┏━━

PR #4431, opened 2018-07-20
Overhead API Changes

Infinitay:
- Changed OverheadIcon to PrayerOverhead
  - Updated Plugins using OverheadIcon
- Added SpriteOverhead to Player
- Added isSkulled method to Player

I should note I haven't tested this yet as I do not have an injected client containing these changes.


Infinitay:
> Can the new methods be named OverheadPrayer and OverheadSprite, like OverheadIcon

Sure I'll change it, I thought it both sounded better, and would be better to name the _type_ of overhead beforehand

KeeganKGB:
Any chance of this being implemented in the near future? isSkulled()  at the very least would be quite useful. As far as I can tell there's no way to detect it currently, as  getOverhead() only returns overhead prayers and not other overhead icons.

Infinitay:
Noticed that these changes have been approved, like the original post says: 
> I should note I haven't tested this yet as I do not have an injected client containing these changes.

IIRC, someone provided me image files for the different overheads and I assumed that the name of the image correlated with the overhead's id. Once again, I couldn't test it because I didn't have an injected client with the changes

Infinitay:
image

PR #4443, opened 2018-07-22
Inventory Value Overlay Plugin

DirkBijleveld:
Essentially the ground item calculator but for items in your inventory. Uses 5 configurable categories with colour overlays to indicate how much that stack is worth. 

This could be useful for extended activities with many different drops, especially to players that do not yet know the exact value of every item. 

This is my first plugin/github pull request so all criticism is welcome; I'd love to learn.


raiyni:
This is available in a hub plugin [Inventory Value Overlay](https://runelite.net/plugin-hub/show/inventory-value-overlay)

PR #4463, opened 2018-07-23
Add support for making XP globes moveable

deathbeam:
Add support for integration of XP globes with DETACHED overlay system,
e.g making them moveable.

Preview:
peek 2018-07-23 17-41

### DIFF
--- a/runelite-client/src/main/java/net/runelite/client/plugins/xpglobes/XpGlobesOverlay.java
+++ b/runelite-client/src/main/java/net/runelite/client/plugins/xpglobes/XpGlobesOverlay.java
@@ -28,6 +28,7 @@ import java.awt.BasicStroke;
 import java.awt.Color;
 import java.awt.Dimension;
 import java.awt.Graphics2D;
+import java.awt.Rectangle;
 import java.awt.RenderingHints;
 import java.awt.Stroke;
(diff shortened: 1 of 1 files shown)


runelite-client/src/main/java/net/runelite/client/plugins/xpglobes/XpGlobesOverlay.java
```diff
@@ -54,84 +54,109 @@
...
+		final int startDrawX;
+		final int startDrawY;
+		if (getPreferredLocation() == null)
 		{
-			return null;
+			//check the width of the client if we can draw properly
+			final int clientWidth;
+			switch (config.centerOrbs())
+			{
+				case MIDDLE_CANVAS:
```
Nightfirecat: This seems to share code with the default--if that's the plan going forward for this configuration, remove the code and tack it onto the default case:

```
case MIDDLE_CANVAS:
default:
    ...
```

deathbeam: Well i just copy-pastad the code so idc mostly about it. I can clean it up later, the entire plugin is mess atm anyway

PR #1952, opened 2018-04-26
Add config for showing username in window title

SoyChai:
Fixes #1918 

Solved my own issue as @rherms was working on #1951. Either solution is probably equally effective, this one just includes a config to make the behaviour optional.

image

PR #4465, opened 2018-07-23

┗━━

Check each line of the entries above, and show every one holding the word "just".

WRITTEN ANSWER:
deathbeam: Well i just copy-pastad the code so idc mostly about it. I can clean it up later, the entire plugin is mess atm anyway
Solved my own issue as @rherms was working on #1951. Either solution is probably equally effective, this one just includes a config to make the behaviour optional.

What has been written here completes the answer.